*TASK DIRECTIONS*
Line by line, retype the data exactly as it is given.
____
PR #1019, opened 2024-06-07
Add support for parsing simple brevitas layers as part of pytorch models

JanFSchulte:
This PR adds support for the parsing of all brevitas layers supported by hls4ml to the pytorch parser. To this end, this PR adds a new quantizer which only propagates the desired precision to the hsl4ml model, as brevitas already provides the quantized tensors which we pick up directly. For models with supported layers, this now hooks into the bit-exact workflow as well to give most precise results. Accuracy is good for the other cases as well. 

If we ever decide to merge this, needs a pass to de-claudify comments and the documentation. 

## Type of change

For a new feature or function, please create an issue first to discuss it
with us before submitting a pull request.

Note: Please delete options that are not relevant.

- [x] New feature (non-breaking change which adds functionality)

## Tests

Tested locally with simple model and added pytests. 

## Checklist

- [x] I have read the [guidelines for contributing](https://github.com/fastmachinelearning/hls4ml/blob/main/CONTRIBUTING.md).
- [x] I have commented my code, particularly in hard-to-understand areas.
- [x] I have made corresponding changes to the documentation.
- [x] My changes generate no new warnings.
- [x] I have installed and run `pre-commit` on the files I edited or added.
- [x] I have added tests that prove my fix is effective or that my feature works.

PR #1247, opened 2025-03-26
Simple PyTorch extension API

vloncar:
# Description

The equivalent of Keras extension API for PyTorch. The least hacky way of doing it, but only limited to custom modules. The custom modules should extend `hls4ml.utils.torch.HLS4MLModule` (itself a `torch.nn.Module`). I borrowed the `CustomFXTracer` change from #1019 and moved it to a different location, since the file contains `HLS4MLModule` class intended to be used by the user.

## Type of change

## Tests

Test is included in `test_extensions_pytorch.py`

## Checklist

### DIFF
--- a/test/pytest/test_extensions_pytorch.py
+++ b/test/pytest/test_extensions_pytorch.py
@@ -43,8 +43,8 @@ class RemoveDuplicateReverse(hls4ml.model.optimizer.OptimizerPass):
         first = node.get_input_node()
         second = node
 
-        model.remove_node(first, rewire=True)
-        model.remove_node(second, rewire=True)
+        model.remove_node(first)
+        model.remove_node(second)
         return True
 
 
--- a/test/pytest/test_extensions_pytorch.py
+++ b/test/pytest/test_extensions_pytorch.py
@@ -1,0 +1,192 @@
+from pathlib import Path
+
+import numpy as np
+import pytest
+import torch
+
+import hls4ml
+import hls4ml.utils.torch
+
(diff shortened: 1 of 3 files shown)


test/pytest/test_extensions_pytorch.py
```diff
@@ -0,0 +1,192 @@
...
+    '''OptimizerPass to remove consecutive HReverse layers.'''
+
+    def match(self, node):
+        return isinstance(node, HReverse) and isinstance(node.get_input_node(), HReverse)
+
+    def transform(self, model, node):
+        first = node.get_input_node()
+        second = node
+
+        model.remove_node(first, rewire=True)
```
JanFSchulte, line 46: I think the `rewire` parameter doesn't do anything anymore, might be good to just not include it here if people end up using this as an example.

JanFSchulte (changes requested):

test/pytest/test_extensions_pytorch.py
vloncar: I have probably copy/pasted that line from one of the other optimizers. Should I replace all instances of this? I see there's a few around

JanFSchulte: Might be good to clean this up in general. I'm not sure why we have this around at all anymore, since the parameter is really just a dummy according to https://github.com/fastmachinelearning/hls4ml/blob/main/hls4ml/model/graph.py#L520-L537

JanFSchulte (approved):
____
*WRITTEN SOLUTION*
PR #1019, opened 2024-06-07
Add support for parsing simple brevitas layers as part of pytorch models

JanFSchulte:
This PR adds support for the parsing of all brevitas layers supported by hls4ml to the pytorch parser. To this end, this PR adds a new quantizer which only propagates the desired precision to the hsl4ml model, as brevitas already provides the quantized tensors which we pick up directly. For models with supported layers, this now hooks into the bit-exact workflow as well to give most precise results. Accuracy is good for the other cases as well. 

If we ever decide to merge this, needs a pass to de-claudify comments and the documentation. 

## Type of change

For a new feature or function, please create an issue first to discuss it
with us before submitting a pull request.

Note: Please delete options that are not relevant.

- [x] New feature (non-breaking change which adds functionality)

## Tests

Tested locally with simple model and added pytests. 

## Checklist

- [x] I have read the [guidelines for contributing](https://github.com/fastmachinelearning/hls4ml/blob/main/CONTRIBUTING.md).
- [x] I have commented my code, particularly in hard-to-understand areas.
- [x] I have made corresponding changes to the documentation.
- [x] My changes generate no new warnings.
- [x] I have installed and run `pre-commit` on the files I edited or added.
- [x] I have added tests that prove my fix is effective or that my feature works.

PR #1247, opened 2025-03-26
Simple PyTorch extension API

vloncar:
# Description

The equivalent of Keras extension API for PyTorch. The least hacky way of doing it, but only limited to custom modules. The custom modules should extend `hls4ml.utils.torch.HLS4MLModule` (itself a `torch.nn.Module`). I borrowed the `CustomFXTracer` change from #1019 and moved it to a different location, since the file contains `HLS4MLModule` class intended to be used by the user.

## Type of change

## Tests

Test is included in `test_extensions_pytorch.py`

## Checklist

### DIFF
--- a/test/pytest/test_extensions_pytorch.py
+++ b/test/pytest/test_extensions_pytorch.py
@@ -43,8 +43,8 @@ class RemoveDuplicateReverse(hls4ml.model.optimizer.OptimizerPass):
         first = node.get_input_node()
         second = node
 
-        model.remove_node(first, rewire=True)
-        model.remove_node(second, rewire=True)
+        model.remove_node(first)
+        model.remove_node(second)
         return True
 
 
--- a/test/pytest/test_extensions_pytorch.py
+++ b/test/pytest/test_extensions_pytorch.py
@@ -1,0 +1,192 @@
+from pathlib import Path
+
+import numpy as np
+import pytest
+import torch
+
+import hls4ml
+import hls4ml.utils.torch
+
(diff shortened: 1 of 3 files shown)


test/pytest/test_extensions_pytorch.py
```diff
@@ -0,0 +1,192 @@
...
+    '''OptimizerPass to remove consecutive HReverse layers.'''
+
+    def match(self, node):
+        return isinstance(node, HReverse) and isinstance(node.get_input_node(), HReverse)
+
+    def transform(self, model, node):
+        first = node.get_input_node()
+        second = node
+
+        model.remove_node(first, rewire=True)
```
JanFSchulte, line 46: I think the `rewire` parameter doesn't do anything anymore, might be good to just not include it here if people end up using this as an example.

JanFSchulte (changes requested):

test/pytest/test_extensions_pytorch.py
vloncar: I have probably copy/pasted that line from one of the other optimizers. Should I replace all instances of this? I see there's a few around

JanFSchulte: Might be good to clean this up in general. I'm not sure why we have this around at all anymore, since the parameter is really just a dummy according to https://github.com/fastmachinelearning/hls4ml/blob/main/hls4ml/model/graph.py#L520-L537

JanFSchulte (approved):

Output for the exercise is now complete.